Pubdate: Sun, 13 Mar 2016
Source: Boston Globe (MA)
Copyright: 2016 Globe Newspaper Company
Contact: http://services.bostonglobe.com/news/opeds/letter.aspx?id=6340
Website: http://bostonglobe.com/
Details: http://www.mapinc.org/media/52
Author: Lester Grinspoon
Referenced: http://www.mapinc.org/drugnews/v16/n134/a07.html

NO TOXIC BASIS TO CRIMINALIZE MARIJUANA

BACK IN 1966, concerned that so many young people were harming 
themselves through the use of marijuana, I began to review the 
medical and scientific literature to help clarify the nature of this 
harmfulness. Much to my surprise, I discovered that it was a 
substance remarkably free of toxicity. In fact, it is far safer than 
any pharmaceutical or recreational drug. There is no record of a 
single overdose death around the world from its recreational or 
medicinal use.
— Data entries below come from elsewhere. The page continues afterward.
PR #779, opened 2016-10-25
Fixed undefined variable: page_type

anhskohbo:
You're missing $page_type variable :)

### DIFF
--- a/includes/CMB2.php
+++ b/includes/CMB2.php
@@ -824,7 +824,7 @@ class CMB2 extends CMB2_Base {
 			if ( is_string( $last ) ) {
 				$type = $last;
 			}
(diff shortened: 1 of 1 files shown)


tw2113:
Not quite sure what this is supposed to fix, to be honest. The original version in the line changed would return a value right away. All you're ending up doing is assigning that to a variable, inside an if statement. Never been a fan of variable assignment inside if statements myself.

Is this fixing an open issue at all? or just casual looking over of the code?

anhskohbo:
You can look `$page_type` never declared before.

tw2113:
Gotcha.

jtsternberg:
Thank you sir.

anhskohbo:
You're welcome :)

Compare that to aspirin, which is responsible for more 
than 1,000 deaths per year in this country alone.

Many of those who staunchly defend the prohibition against marijuana 
believe we do not yet know enough about it to be able to make the 
kinds of decisions that are now necessary. Despite the US 
government's three-quarter-century-long prohibition of marijuana and 
its confinement to Schedule 1 of the Drug Control and Abuse Act of 
1970, it is nonetheless one of the most studied therapeutically 
active substances in history; to date there are more than 20,000 
published studies or reviews in the scientific literature referencing 
the cannabis plant and its cannabinoids, nearly half of which were 
published within the past five years.

By contrast hydrocodone, a pharmaceutical opioid which is responsible 
for a large and growing number of overdose deaths from illicit use, 
yields just more than 600 references in the entire compilation of the 
available scientific research. The entirety of this research supports 
none of the claims made by Governor Charlie Baker and his colleagues 
in their op-ed in the Boston Globe ("Do not legalize marijuana in 
Massachusetts," March 7).

Lester Grinspoon

Auburndale

The writer is Associate Professor Emeritus of Psychiatry, Harvard 
Medical School.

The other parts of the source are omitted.